> BRIEF
First find the line containing "(diff shortened: 1 of 1 files shown)" in the data, then set it down exactly along with every line after it, through the last.

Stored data
PR #598, opened 2016-10-11
glance_load: Add board argument

glevand:
Add a board argument to allow arm64 downloads.

/cc @brianredbeard

### DIFF
--- a/oem/openstack/glance_load.sh
+++ b/oem/openstack/glance_load.sh
@@ -7,24 +7,48 @@
 #
 # You will need to source your glance credentials before using this script
 #
-# By default we retrieve the alpha image, set to  a different value to retrieve
-# that release
+# By default we retrieve the amd64-usr alpha image, set different values to
+# retrieve a specific release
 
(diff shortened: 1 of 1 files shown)


oem/openstack/glance_load.sh
```diff
@@ -7,24 +7,47 @@
...
 set -e -o pipefail
 
-release=${1:-"alpha"}
-if [[ "$1" != http* ]]; then
-  baseurl="https://${release}.release.core-os.net/amd64-usr/current"
-else
-  # for this convoluded trick, we take an arbitrary URL, chop it up, and try
-  # to turn it into usable input for the rest of the script.
+board="amd64-usr"
+release="alpha"
```
brianredbeard: Defining the variable in this way removes the ability to overload it it from outside of the script at runtime.  Currently merging this would break all users who simply run the script with "release=beta ./glance-load.sh"

glevand:
Allow release and board variables to be set by environment.

PR #599, opened 2016-10-17
add support for Parallels Desktop VM images

bassamtabbara:
Two new image types have been added:

1. parallels - this produces VM images with extension pvm.tgz that can be loaded directly into Parallels Desktop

> RESULT BELOW
(diff shortened: 1 of 1 files shown)


oem/openstack/glance_load.sh
```diff
@@ -7,24 +7,47 @@
...
 set -e -o pipefail
 
-release=${1:-"alpha"}
-if [[ "$1" != http* ]]; then
-  baseurl="https://${release}.release.core-os.net/amd64-usr/current"
-else
-  # for this convoluded trick, we take an arbitrary URL, chop it up, and try
-  # to turn it into usable input for the rest of the script.
+board="amd64-usr"
+release="alpha"
```
brianredbeard: Defining the variable in this way removes the ability to overload it it from outside of the script at runtime.  Currently merging this would break all users who simply run the script with "release=beta ./glance-load.sh"

glevand:
Allow release and board variables to be set by environment.

PR #599, opened 2016-10-17
add support for Parallels Desktop VM images

bassamtabbara:
Two new image types have been added:

1. parallels - this produces VM images with extension pvm.tgz that can be loaded directly into Parallels Desktop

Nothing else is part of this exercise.